## Instructions for the task
The answer must consist of every line below that contains the word "development".
Provided data Start Marker
PR #2600, opened 2025-02-14
Adding test environment for Services

Cameronsplaze:


.github/workflows/deploy-enterprise-test.yml
```diff
@@ -97,6 +97,26 @@ jobs:
             ami_id: /aws/service/ecs/optimized-ami/amazon-linux-2023/recommended/image_id
             distribution_url: ''
 
+          - environment: hyp3-osl-test
+            domain: hyp3-osl-test.asf.alaska.edu
+            template_bucket: services-hyp3-artifacts
+            image_tag: latest
```
jtherrmann, line 103: You might consider using the `test` image tag, since that will allow you to use the latest `develop` branch builds of https://github.com/ASFHyP3/hyp3-autorift/ and <https://github.com/ASFHyP3/hyp3-isce2/>. But if you want to only use the versions that have been released (merged to `main`), then you'll want to stick with the `latest` tag. (All of the other deployments in this file use the `test` tag, but I don't necessarily see that inconsistency as a problem.)
```suggestion
            image_tag: test
```

jtherrmann: Also note that the deployments in this file only get triggered on a merge to hyp3's `develop` branch, so if you want to make frequent changes to this deployment without having to make a PR every time, you might consider setting up a sandbox deployment that deploys from a separate feature branch, similar to [hyp3-multi-burst-sandbox](https://github.com/ASFHyP3/hyp3/blob/develop/.github/workflows/deploy-multi-burst-sandbox.yml), which deploys from the `multi-burst-sandbox` branch.

This would allow the OSL team to use this deployment for rapid experimentation and development. For example, you might want to change the job types available in the `job_files` field, or make changes to the job specs themselves (e.g. to change the API interface or specify a custom image tag that corresponds to a particular build of a plugin that you're working on).

Do you foresee changing which job types are available in this deployment, or using this deployment for HyP3 plugin development?

PR #2602, opened 2025-02-15
publish aria_s1_gunw jobs for ingest via ingest-adapter

asjohnston-asf:
https://github.com/ASFHyP3/ingest-adapter/

### DIFF
--- a/job_spec/ARIA_S1_GUNW.yml
+++ b/job_spec/ARIA_S1_GUNW.yml
@@ -59,7 +59,7 @@ ARIA_S1_GUNW:
         - --bucket
         - '!Ref Bucket'
         - --bucket-prefix
-        - Ref::bucket_prefix
+        - Ref::job_id
         - --reference-scenes
         - Ref::reference
         - --secondary-scenes
@@ -83,7 +83,7 @@ ARIA_S1_GUNW:
         - --bucket
         - '!Ref Bucket'
         - --bucket-prefix
-        - Ref::bucket_prefix
+        - Ref::job_id
         - --weather-model
         - HRRR
       timeout: 10800  # 3 hr
--- a/job_spec/ARIA_S1_GUNW.yml
+++ b/job_spec/ARIA_S1_GUNW.yml
@@ -95,3 +95,18 @@ ARIA_S1_GUNW:
         - EARTHDATA_PASSWORD
         - ESA_USERNAME
         - ESA_PASSWORD
+    - name: PUBLISH
+      image: ghcr.io/ASFHyP3/ingest-adapter
+      command:
+        - --source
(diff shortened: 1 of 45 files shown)


job_spec/ARIA_S1_GUNW.yml
```diff
@@ -95,3 +95,19 @@ ARIA_S1_GUNW:
...
         - ESA_PASSWORD
+    - name: PUBLISH
+      image: ghcr.io/ASFHyP3/ingest-adapter
+      command:
+        - --source
+        - https://hyp3-test-api.asf.alaska.edu
+        - --job-id
+        - Ref::bucket_prefix
+        - --target
+        - UAT
```
asjohnston-asf, line 106: Specifying the job ID to publish is easy, we already have that immediately available as `bucket_prefix`.

Specifying "from this hyp3 environment to this CMR environment" is trickier. We wouldn't want to hardcode them right here, because we want jobs running in hyp3-test-api to be published to cmr uat, and jobs running in hyp3-api to be published to cmr prod.

We could hardcode the business logic in the ingest-adapter container to decide which hyp3 environments publish to which cmr environment. The `secrets` block might be a better place to provide those inputs, since that lets us use the same job spec in every hyp3 environment and just override the secrets in each environment.

asjohnston-asf: Maybe:

```
command:
  - --job-id
  - Ref::bucket_prefix
secrets:
  - EARTHDATA_USERNAME
  - EARTHDATA_PASSWORD
  - INGEST_SNS_TOPIC_ARN
  - HYP3_URL
```

That feels a little clunky, since the container would have to assume those inputs come via environment variables rather than the command line, but it's a quick and easy way to provide hyp3-deployment-specific parameters without having to add them as hyp3 stack parameters and plumb them down into the job spec.

asjohnston-asf: I realized this call won't need to include EDL credentials. All the publish container will do is send a message including the hyp3 url and job id to the ingest adapter sns topic; the ingest adapter app deployed behind that topic will handle the hyp3/cmr queries. We'll have two adapter deployments, one integrated with CMR UAT and one integrated with CMR prod. The publish container just needs to point at one SNS topic or the other depending on which CMR environment the particular hyp3 deployment should publish to.

jtherrmann:
Confirmed that it matches the latest README at https://github.com/ASFHyP3/ingest-adapter/pull/23

jtherrmann (approved):

jtherrmann:
Sorry I forgot about this PR when I opened https://github.com/ASFHyP3/hyp3/pull/2619 but looks like they were identical

PR #2633, opened 2025-02-28
Update entrypoint to dist-s1

cmarshak:
Used `python -um` and updated entrypoint for the docker image.

### DIFF
--- a/CHANGELOG.md
+++ b/CHANGELOG.md
@@ -11,6 +11,7 @@ and this project adheres to [Semantic Versioning](https://semver.org/spec/v2.0.0
 
 ## Changed
 - OPERA-DIST-S1 runtime increases from 3 to 6 hours for experimentation.
+- Updated the DIST-S1 entrypoint of the image and changed the container respectively.
 
 
 ## [9.5.1]
--- a/CHANGELOG.md
+++ b/CHANGELOG.md
@@ -11,7 +11,7 @@ and this project adheres to [Semantic Versioning](https://semver.org/spec/v2.0.0
 
 ## Changed
 - OPERA-DIST-S1 runtime increases from 3 to 6 hours for experimentation.
-- Updated the DIST-S1 entrypoint of the image and changed the container respectively.
+- Updated the DIST-S1 entrypoint of the image and changed the job spec accordingly.
 
 
 ## [9.5.1]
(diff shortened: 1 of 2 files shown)


cmarshak:
@jhkennedy

jhkennedy:
@cmarshak I'm getting this when I'm checking the docker image:
```
$ docker run ghcr.io/opera-adt/dist-s1:test --help
docker: Error response from daemon: failed to create task for container: failed to create shim task: OCI runtime create failed: runc create failed: unable to start container process: error during container init: exec: "/home/ops/dist-s1/src/dist_s1/etc/entrypoint.sh": permission denied: unknown.
```

If I jump into the container, I see that `entrypoint.sh` isn't executable:
```
docker run --entrypoint /bin/bash -it --rm ghcr.io/opera-adt/dist-s1:test -l
(dist-s1-env) dist_user@92514b121c57:~$ ls /home/ops/dist-s1/src/dist_s1/etc/entrypoint.sh 
/home/ops/dist-s1/src/dist_s1/etc/entrypoint.sh
(dist-s1-env) dist_user@92514b121c57:~$ ll -lah /home/ops/dist-s1/src/dist_s1/etc/entrypoint.sh 
-rw-r--r-- 1 dist_user dist_user 59 Feb 28 05:54 /home/ops/dist-s1/src/dist_s1/etc/entrypoint.sh
```

And when I cat `entrypoint.sh` I see it trying to call a `dist_s1` CLI entrypoint, which doesn't exist in the container, but `dist-s1` does:
```
(dist-s1-env) dist_user@92514b121c57:~$ cat /home/ops/dist-s1/src/dist_s1/etc/entrypoint.sh 
#!/bin/bash --login
set -e
exec python -um dist_s1 run "$@"
(dist-s1-env) dist_user@92514b121c57:~$ which dist_s1
(dist-s1-env) dist_user@92514b121c57:~$ which dist-s1
/opt/miniforge/envs/dist-s1-env/bin/dist-s1
```

Otherwise, the parameters in the job spec do match `dist-s1 run --help`. 

--- 

As an aside, if you're using argparse, which it looks like you are, you don't need to use underscores for the arguments (e.g., `--mgrs_tile_id`) as arparse implicitly turns the dashes in arguments into underscored variable names (`--mgrs-tile-id` -> `args.mgrs_tile_id`)

cmarshak:
https://github.com/opera-adt/dist-s1/pull/48

jhkennedy (approved):

PR #2637, opened 2025-02-28
Prototype for nested cost definitions

williamh890:
- [x] https://github.com/ASFHyP3/hyp3/pull/2659
- [x] Think more about float vs. int vs. string stuff
- [x] Add multi-burst example to job spec (use hyp3-isce2 readme example)
- [x] Validate all changes in sandbox deployment, including:
  - [x] Get back expected costs when submitting jobs
  - [x] Remaining credits decrement as expected for user record
  - [x] `/costs` endpoint returns expected response


jtherrmann (commented):
Summarizing a live discussion, we decided:

- Remove the `length::` syntax and always take the length if the parameter is an array.
- Looks (`20x4`, etc.) should be the top-level key and number of bursts should be the second-level key.

lib/dynamo/dynamo/jobs.py
```diff
@@ -122,18 +122,36 @@ def _get_credit_cost(job: dict, costs: list[dict]) -> Decimal:
             if cost_definition.keys() not in ({'job_type', 'cost_parameter', 'cost_table'}, {'job_type', 'cost'}):
                 raise ValueError(f'Cost definition for job type {job_type} has invalid keys: {cost_definition.keys()}')
```
jtherrmann, line 123: I would move this check into `_get_cost_from_definition`

jtherrmann: Oh nevermind, I forgot it's a recursive function.

lib/dynamo/dynamo/jobs.py
```diff
@@ -122,18 +122,36 @@ def _get_credit_cost(job: dict, costs: list[dict]) -> Decimal:
...
+            parameter_value = len(parameter_value)
+
+        for item in cost_definition['cost_table']:
+            if item['parameter_value'] != parameter_value:
+                continue
+
+            if 'cost_table' in item:
+                return _get_cost_from_definition(job, item['cost_table'])
+            else:
+                return item['cost']
```
jtherrmann, line 150:
```suggestion
            if 'cost_table' in item:
                return _get_cost_from_definition(job, item['cost_table'])

            if item['parameter_value'] == parameter_value:
                return item['cost']
```

lib/dynamo/dynamo/jobs.py
```diff
@@ -122,18 +122,36 @@ def _get_credit_cost(job: dict, costs: list[dict]) -> Decimal:
...
-                        return item['cost']
-                raise ValueError(f'Cost not found for job type {job_type} with {cost_parameter} == {parameter_value}')
-
-            return cost_definition['cost']
+            return _get_cost_from_definition(job, cost_definition)
+
     raise ValueError(f'Cost not found for job type {job_type}')
 
 
+def _get_cost_from_definition(job, cost_definition):
```
jtherrmann, line 130:
```suggestion
def _get_cost_from_definition(job: dict, cost_definition: dict) -> Decimal:
```

tests/test_dynamo/test_jobs.py
```diff
@@ -228,6 +245,73 @@ def test_get_credit_cost():
         dynamo.jobs._get_credit_cost({'job_type': 'INSAR_ISCE_BURST', 'job_parameters': {'foo': 'bar'}}, costs) == 1.0
     )
     assert dynamo.jobs._get_credit_cost({'job_type': 'INSAR_ISCE_BURST', 'job_parameters': {}}, costs) == 1.0
+    multi_burst_job = {
+        'job_type': 'INSAR_ISCE_MULTI_BURST',
+        'job_parameters': {'reference': ['g1', 'g2', 'g3'], 'looks': '5x1'},
+    }
+    assert dynamo.jobs._get_credit_cost(multi_burst_job, costs) == 10.0
```
jtherrmann, line 252: Let's add two more test cases, for `reference` length 1 and 2.

lib/dynamo/dynamo/jobs.py
williamh890: This doesn't work because it will always pull the first cost table it sees, regardless of it's parameter value.

job_spec/INSAR_ISCE_MULTI_BURST.yml
```diff
@@ -48,7 +48,110 @@ INSAR_ISCE_MULTI_BURST:
...
+      cost_parameter: looks
+      cost_table:
+        - parameter_value: 20x4
+          cost_table:
+            cost_parameter: reference
+            cost_table:
+              - parameter_value: 1
+                cost: 1.0
+              - parameter_value: 2
+                cost: 1.0
```
jtherrmann, line 60: Hmm, I'm realizing it's confusing that `cost_table` can either be a list *or* a dict. For example, the rendered `costs.json` looks like:

```json
[
  {
    "job_type": "INSAR_ISCE_MULTI_BURST",
    "cost_parameter": "looks",
    "cost_table": [
      {
        "parameter_value": "20x4",
        "cost_table": {
          "cost_parameter": "reference",
          "cost_table": [
            {
              "parameter_value": 1,
              "cost": 1.0
            },
            {
              "parameter_value": 2,
              "cost": 1.0
            },
...
```

I have a feeling this is also making the recursive function a bit confusing. But I'm not seeing the obvious solution at the moment.

We might also reconsider trying the flat lookup table approach with `(looks, length)` keys, e.g. `(20x4, 1), (20x4, 2), ... (20x4, 15)` if the recursive table seems too complicated.

job_spec/RTC_GAMMA.yml
```diff
@@ -88,14 +88,11 @@ RTC_GAMMA:
...
       cost_table:
-        - parameter_value: 30.0
-          cost: 5.0
-        - parameter_value: 20.0
-          cost: 15.0
-        - parameter_value: 10.0
-          cost: 60.0
+        30.0: 5.0
+        20.0: 15.0
+        10.0: 60.0
```
jtherrmann, line 95: This is where the float vs. int issue might bite us, I'd suggest using int keys but we should test submitting jobs with both float and int values for `resolution` and see what happens.
```suggestion
        30: 5.0
        20: 15.0
        10: 60.0
```

lib/dynamo/dynamo/jobs.py
```diff
@@ -117,22 +117,35 @@ def _prepare_job_for_database(
...
+    cost_table = cost_definition['cost_table']
+
+    for cost_parameter in cost_definition['cost_parameters']:
+        parameter_value = job['job_parameters'][cost_parameter]
+
+        if isinstance(parameter_value, list):
+            parameter_value = len(parameter_value)
+
+        if isinstance(parameter_value, float):
+            parameter_value = int(parameter_value)
```
jtherrmann, line 141: Oh OK, I see you're already handling the float -> int conversion. We probably want to verify that `parameter_value == int(parameter_value)` to make sure the float value doesn't have a fractional part. Though, we may also want to consider just changing how the resolution parameter works for `RTC_GAMMA`. Ideally I'd probably just convert it to an integer in the API spec, but I think that would break backwards compatibility. Something to think about more later.

jtherrmann (commented):
I haven't given the cost function a thorough read yet, but the cost definitions look like I'd expect.

williamh890:
Running validate only jobs gives these credit costs on multi-burst-sandbox

```
looks 5x1, ref: 1 credits: 1
looks 5x1, ref: 2 credits: 5
looks 5x1, ref: 3 credits: 10
looks 5x1, ref: 4 credits: 15
looks 5x1, ref: 5 credits: 20
looks 5x1, ref: 6 credits: 25
looks 5x1, ref: 7 credits: 30
looks 5x1, ref: 8 credits: 35
looks 5x1, ref: 9 credits: 40
looks 5x1, ref: 10 credits: 45
looks 5x1, ref: 11 credits: 90
looks 5x1, ref: 12 credits: 95
looks 5x1, ref: 13 credits: 100
looks 5x1, ref: 14 credits: 105
looks 5x1, ref: 15 credits: 110
looks 10x2, ref: 1 credits: 1
looks 10x2, ref: 2 credits: 1
looks 10x2, ref: 3 credits: 1
looks 10x2, ref: 4 credits: 5
looks 10x2, ref: 5 credits: 5
looks 10x2, ref: 6 credits: 5
looks 10x2, ref: 7 credits: 5
looks 10x2, ref: 8 credits: 5
looks 10x2, ref: 9 credits: 5
looks 10x2, ref: 10 credits: 10
looks 10x2, ref: 11 credits: 10
looks 10x2, ref: 12 credits: 10
looks 10x2, ref: 13 credits: 10
looks 10x2, ref: 14 credits: 10
looks 10x2, ref: 15 credits: 10
looks 20x4, ref: 1 credits: 1
looks 20x4, ref: 2 credits: 1
looks 20x4, ref: 3 credits: 1
looks 20x4, ref: 4 credits: 1
looks 20x4, ref: 5 credits: 5
looks 20x4, ref: 6 credits: 5
looks 20x4, ref: 7 credits: 5
looks 20x4, ref: 8 credits: 5
looks 20x4, ref: 9 credits: 5
looks 20x4, ref: 10 credits: 5
looks 20x4, ref: 11 credits: 5
looks 20x4, ref: 12 credits: 5
looks 20x4, ref: 13 credits: 5
looks 20x4, ref: 14 credits: 5
looks 20x4, ref: 15 credits: 5
```

williamh890:
Running `looks 5x1, ref: 15 credits: 110` without `validate_only` removed the correct number of credits from my accounts. Also `RTC_GAMMA` works correctly for different resolution parameters

job_spec/INSAR_ISCE_MULTI_BURST.yml
```diff
@@ -47,9 +47,58 @@ INSAR_ISCE_MULTI_BURST:
...
+          7: 30.0
+          8: 35.0
+          9: 40.0
+          10: 45.0
+          11: 90.0
+          12: 95.0
+          13: 100.0
+          14: 105.0
+          15: 110.0
+    EDC:
```
jtherrmann, line 101:
```suggestion
    EDC:
      cost_parameters: [looks, reference]
      cost_table:
        20x4:
          1: 1.0
          2: 1.0
          3: 1.0
          4: 1.0
          5: 5.0
          6: 5.0
          7: 5.0
          8: 5.0
          9: 5.0
          10: 5.0
          11: 5.0
          12: 5.0
          13: 5.0
          14: 5.0
          15: 5.0
        10x2:
          1: 1.0
          2: 1.0
          3: 1.0
          4: 5.0
          5: 5.0
          6: 5.0
          7: 5.0
          8: 5.0
          9: 5.0
          10: 10.0
          11: 10.0
          12: 10.0
          13: 10.0
          14: 10.0
          15: 10.0
        5x1:
          1: 1.0
          2: 5.0
          3: 10.0
          4: 15.0
          5: 20.0
          6: 25.0
          7: 30.0
          8: 35.0
          9: 40.0
          10: 45.0
          11: 90.0
          12: 95.0
          13: 100.0
          14: 105.0
          15: 110.0
    DEFAULT:
```

apps/render_cf.py
```diff
@@ -213,13 +213,11 @@ def render_default_params_by_job_type(job_types: dict) -> None:
...
-        {
-            'job_type': job_type,
-            **job_spec['cost_profiles'][cost_profile],
-        }
-        for job_type, job_spec in job_types.items()
-    ]
+    costs = {}
+
+    for job_type, job_spec in job_types.items():
+        costs[job_type] = job_spec['cost_profiles'][cost_profile]
```
jtherrmann, line 219: Can simplify even further:
```suggestion
    costs = {job_type: job_spec['cost_profiles'][cost_profile] for job_type, job_spec in job_types.items()}
```

lib/dynamo/dynamo/jobs.py
jtherrmann: Nevermind, I was overcomplicating this. What you have here is probably good.

lib/dynamo/dynamo/jobs.py
```diff
@@ -115,23 +115,39 @@ def _prepare_job_for_database(
...
+
+        try:
+            cost_lookup = cost_lookup[str(parameter_value)]
+        except KeyError:
+            raise ValueError(
+                f'Cost not found for job type {job["job_type"]} with {cost_parameter} == {parameter_value}'
+            )
+
+    return Decimal(cost_lookup)
```
jtherrmann, line 150: Should already be a `Decimal` because of how `COSTS` is defined at the beginning of the file, but would probably be a good idea to verify that here:
```suggestion
    if not isinstance(cost_lookup, Decimal):
        raise ValueError(f'Job type {job["job_type"]} has non-Decimal cost value')
    return cost_lookup
```

lib/dynamo/dynamo/jobs.py
```diff
@@ -115,23 +115,39 @@ def _prepare_job_for_database(
...
+        parameter_value = job['job_parameters'][cost_parameter]
+
+        if isinstance(parameter_value, list):
+            parameter_value = len(parameter_value)
+
+        if isinstance(parameter_value, float):
+            parameter_value = int(parameter_value)
+
+        try:
+            cost_lookup = cost_lookup[str(parameter_value)]
```
jtherrmann, line 144: I'd suggest factoring out a `_get_cost_parameter_value` helper function to help keep the logic for serializing parameter values self-contained:

```python
def _get_cost_parameter_value(job: dict, cost_parameter: str) -> str:
    parameter_value = job['job_parameters'][cost_parameter]

    if isinstance(parameter_value, list):
        parameter_value = len(parameter_value)

    if isinstance(parameter_value, float):
        parameter_value = int(parameter_value)
    
    return str(parameter_value)
```

lib/dynamo/dynamo/jobs.py
```diff
@@ -115,23 +115,57 @@ def _prepare_job_for_database(
...
+
+        try:
+            cost_lookup = cost_lookup[parameter_value]
+        except KeyError:
+            raise ValueError(
+                f'Cost not found for job type {job["job_type"]} with {cost_parameter} == {parameter_value}'
+            )
+
+    if not isinstance(cost_lookup, Decimal):
+        raise ValueError(f'Job type {job["job_type"]} has non-Decimal cost value')
```
jtherrmann, line 145: We should add a unit test for this error.

lib/dynamo/dynamo/jobs.py
```diff
@@ -115,23 +115,59 @@ def _prepare_job_for_database(
...
+        cost_parameter_value = str(int(parameter_value))
+
+    elif isinstance(parameter_value, list):
+        cost_parameter_value = str(len(parameter_value))
+
+    else:
+        raise ValueError(
+            f'Cost parameter {cost_parameter} for job type {job["job_type"]} has '
+            f'unsupported type {type(parameter_value)}'
+        )
```
jtherrmann, line 168: We should also add a unit test for this error.

apps/render_cf.py
```diff
@@ -242,11 +237,50 @@ def validate_job_spec(job_type: str, job_spec: dict) -> None:
...
+        if profile.keys() not in ({'cost_parameters', 'cost_table'}, {'cost'}):
+            raise ValueError(f'Cost definition for job type {job_type} has invalid keys: {profile.keys()}')
+
+        if 'cost_table' in profile:
+            if not isinstance(profile['cost_parameters'], list):
+                raise ValueError(
+                    f'Cost definition for job type {job_type} has invalid cost_parameters: Must be a list of strings.'
+                )
+
+            validate_cost_table(profile['cost_table'], job_type)
```
jtherrmann, line 250: We *could* update `test_validate_job_spec` in `test_render_cf.py`, but I'm not super concerned.

apps/render_cf.py
```diff
@@ -242,11 +237,50 @@ def validate_job_spec(job_type: str, job_spec: dict) -> None:
...
             raise ValueError(f'{job_type} has image {step["image"]} but docker requires the image to be all lowercase')
 
 
+def validate_cost_table(cost_table: dict | float, job_type: str) -> None:
+    if isinstance(cost_table, dict):
+        for key, value in cost_table.items():
+            if not isinstance(key, str) and not isinstance(key, int):
+                raise ValueError(
+                    f'Cost definition for job type {job_type} has invalid cost_table: '
+                    f'all cost_table keys must be strings or ints {type(key)}.'
```
jtherrmann, line 263:
```suggestion
                    f'all cost_table keys must be strings or ints, but {key} has type {type(key)}.'
```

apps/render_cf.py
williamh890: Good idea, I'll add em

apps/render_cf.py
```diff
@@ -242,11 +237,50 @@ def validate_job_spec(job_type: str, job_spec: dict) -> None:
...
+                )
+
+            return validate_cost_table(value, job_type)
```
jtherrmann, line 266:
```suggestion
            validate_cost_table(value, job_type)
```

apps/render_cf.py
```diff
@@ -242,11 +237,50 @@ def validate_job_spec(job_type: str, job_spec: dict) -> None:
...
+                'all cost_table costs must be whole numbers.'
+            )
+
+        return
+
+    else:
+        raise ValueError(
+            f'Cost definition for job type {job_type} has invalid cost_table: '
+            f'Cost table must be a nested dictionary of costs. {type(cost_table)}'
+        )
```
jtherrmann, line 281: Cool, I didn't know about `float.is_integer`. But we actually *don't* want to require that credit costs are integer values, we intentionally made them `Decimal` rather than `int` in case we ever want to support credit costs less than 1.
```suggestion
            validate_cost_table(value, job_type)

    elif not isinstance(cost_table, float):
        raise ValueError(
            f'Cost definition for job type {job_type} has invalid cost_table: '
            f'Cost table must be a nested dictionary of costs, got type {type(cost_table)}'
        )
```

apps/render_cf.py
```diff
@@ -242,11 +237,49 @@ def validate_job_spec(job_type: str, job_spec: dict) -> None:
                 f'but should have {expected_param_fields}'
             )
 
+    for profile in job_spec['cost_profiles'].values():
+        if profile.keys() not in ({'cost_parameters', 'cost_table'}, {'cost'}):
+            raise ValueError(f'Cost definition for job type {job_type} has invalid keys: {profile.keys()}')
+
+        if 'cost_table' in profile:
+            if not isinstance(profile['cost_parameters'], list):
+                raise ValueError(
```
jtherrmann, line 246: We might be missing a test case for the `invalid cost_parameters` error.

job_spec/INSAR_ISCE_MULTI_BURST.yml
jtherrmann, line 1: I confirmed that the cost table here matches [average-credit-costs.csv](https://github.com/ASFHyP3/scratch/blob/main/multi-burst-scaling/credits/spot-prices/average-credit-costs.csv) for 20x4 and 10x2, and [adjusted-5x1-credits.csv](https://github.com/ASFHyP3/scratch/blob/main/multi-burst-scaling/credits/spot-prices/adjusted-5x1-credits.csv) for 5x1.

jtherrmann (approved):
Provided data End Marker
## Exercise output
This would allow the OSL team to use this deployment for rapid experimentation and development. For example, you might want to change the job types available in the `job_files` field, or make changes to the job specs themselves (e.g. to change the API interface or specify a custom image tag that corresponds to a particular build of a plugin that you're working on).
Do you foresee changing which job types are available in this deployment, or using this deployment for HyP3 plugin development?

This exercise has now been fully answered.